▼

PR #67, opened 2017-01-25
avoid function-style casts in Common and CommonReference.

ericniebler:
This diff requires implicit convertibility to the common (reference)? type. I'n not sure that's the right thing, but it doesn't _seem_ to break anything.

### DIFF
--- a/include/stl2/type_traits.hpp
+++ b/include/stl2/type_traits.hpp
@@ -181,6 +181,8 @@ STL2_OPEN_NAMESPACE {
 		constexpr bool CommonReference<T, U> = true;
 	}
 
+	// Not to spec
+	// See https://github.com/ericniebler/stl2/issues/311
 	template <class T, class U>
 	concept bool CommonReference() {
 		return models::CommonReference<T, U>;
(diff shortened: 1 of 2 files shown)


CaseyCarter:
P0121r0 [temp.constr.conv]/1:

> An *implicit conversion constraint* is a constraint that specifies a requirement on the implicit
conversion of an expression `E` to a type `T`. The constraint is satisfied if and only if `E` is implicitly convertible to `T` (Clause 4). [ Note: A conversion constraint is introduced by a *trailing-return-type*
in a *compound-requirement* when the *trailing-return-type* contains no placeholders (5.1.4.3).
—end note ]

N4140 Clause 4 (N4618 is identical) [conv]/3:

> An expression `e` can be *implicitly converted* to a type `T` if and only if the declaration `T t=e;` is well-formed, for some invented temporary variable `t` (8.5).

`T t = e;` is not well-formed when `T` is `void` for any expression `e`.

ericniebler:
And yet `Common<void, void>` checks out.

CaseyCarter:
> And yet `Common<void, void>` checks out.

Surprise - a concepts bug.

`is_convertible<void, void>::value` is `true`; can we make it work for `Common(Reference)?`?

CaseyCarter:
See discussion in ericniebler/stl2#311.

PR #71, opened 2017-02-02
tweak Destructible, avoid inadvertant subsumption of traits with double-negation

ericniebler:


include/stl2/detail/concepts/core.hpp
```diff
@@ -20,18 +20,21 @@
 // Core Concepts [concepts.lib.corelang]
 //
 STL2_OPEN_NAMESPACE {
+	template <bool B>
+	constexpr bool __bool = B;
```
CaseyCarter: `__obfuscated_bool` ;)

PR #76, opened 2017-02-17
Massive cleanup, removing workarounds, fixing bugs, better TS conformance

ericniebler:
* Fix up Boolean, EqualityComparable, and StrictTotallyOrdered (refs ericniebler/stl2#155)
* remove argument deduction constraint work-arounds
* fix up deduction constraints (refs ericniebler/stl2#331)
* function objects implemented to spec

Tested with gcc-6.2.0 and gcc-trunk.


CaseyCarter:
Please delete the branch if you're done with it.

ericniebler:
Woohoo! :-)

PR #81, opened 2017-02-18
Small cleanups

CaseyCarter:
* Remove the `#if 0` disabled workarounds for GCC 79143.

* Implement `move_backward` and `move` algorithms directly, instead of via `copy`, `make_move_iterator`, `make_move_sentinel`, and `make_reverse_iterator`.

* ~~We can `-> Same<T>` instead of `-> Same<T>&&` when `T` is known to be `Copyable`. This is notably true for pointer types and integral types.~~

▲
▼

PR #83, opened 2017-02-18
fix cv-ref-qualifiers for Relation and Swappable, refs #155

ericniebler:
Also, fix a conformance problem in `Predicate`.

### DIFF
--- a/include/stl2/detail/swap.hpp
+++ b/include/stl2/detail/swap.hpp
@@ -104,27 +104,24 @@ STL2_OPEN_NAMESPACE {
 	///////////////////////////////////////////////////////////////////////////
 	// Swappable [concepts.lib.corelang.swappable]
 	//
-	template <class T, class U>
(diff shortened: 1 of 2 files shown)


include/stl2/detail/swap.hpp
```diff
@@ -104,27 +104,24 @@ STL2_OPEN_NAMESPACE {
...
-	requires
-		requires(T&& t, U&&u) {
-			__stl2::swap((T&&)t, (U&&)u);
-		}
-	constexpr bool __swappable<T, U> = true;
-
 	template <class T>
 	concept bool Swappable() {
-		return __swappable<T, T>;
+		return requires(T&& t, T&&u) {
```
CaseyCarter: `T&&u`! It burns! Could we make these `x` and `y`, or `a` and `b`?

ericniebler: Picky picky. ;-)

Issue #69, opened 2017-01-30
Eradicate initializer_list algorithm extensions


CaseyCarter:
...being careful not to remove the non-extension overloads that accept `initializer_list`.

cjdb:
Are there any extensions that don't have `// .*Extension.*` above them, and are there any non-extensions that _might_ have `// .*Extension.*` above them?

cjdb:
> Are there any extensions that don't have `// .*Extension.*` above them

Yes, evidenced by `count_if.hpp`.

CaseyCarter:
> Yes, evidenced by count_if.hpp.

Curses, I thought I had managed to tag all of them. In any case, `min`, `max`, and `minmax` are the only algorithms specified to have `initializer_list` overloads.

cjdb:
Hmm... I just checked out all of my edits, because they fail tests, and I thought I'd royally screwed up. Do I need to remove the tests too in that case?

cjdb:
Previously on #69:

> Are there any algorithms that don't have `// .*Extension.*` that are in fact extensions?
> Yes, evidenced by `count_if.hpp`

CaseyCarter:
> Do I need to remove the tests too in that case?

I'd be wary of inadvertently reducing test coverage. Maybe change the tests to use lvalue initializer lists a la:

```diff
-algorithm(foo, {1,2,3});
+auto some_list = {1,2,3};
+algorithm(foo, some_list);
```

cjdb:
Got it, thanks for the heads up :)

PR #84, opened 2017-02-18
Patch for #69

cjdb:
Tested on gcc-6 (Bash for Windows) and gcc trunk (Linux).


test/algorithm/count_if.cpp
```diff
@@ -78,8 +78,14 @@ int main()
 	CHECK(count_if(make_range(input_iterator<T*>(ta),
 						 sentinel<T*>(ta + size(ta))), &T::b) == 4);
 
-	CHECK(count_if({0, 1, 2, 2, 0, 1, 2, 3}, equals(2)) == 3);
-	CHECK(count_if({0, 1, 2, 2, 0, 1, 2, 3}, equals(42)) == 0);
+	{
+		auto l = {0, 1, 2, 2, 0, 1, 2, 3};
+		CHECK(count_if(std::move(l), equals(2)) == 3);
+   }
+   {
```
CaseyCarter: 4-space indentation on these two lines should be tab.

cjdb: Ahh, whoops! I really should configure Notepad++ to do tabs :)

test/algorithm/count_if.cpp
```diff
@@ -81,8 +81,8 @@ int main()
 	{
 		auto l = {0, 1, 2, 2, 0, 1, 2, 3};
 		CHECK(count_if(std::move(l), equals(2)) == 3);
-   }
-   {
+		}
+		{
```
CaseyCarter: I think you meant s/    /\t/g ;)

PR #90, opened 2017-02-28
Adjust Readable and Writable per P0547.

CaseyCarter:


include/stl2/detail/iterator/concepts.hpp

▲

** Task details **
Word for word, restate the lines above from the line containing "Tested with gcc-6.2.0 and gcc-trunk." through the line containing "and integral types.~~", with both included and nothing else.

** Task response **
Tested with gcc-6.2.0 and gcc-trunk.


CaseyCarter:
Please delete the branch if you're done with it.

ericniebler:
Woohoo! :-)

PR #81, opened 2017-02-18
Small cleanups

CaseyCarter:
* Remove the `#if 0` disabled workarounds for GCC 79143.

* Implement `move_backward` and `move` algorithms directly, instead of via `copy`, `make_move_iterator`, `make_move_sentinel`, and `make_reverse_iterator`.

* ~~We can `-> Same<T>` instead of `-> Same<T>&&` when `T` is known to be `Copyable`. This is notably true for pointer types and integral types.~~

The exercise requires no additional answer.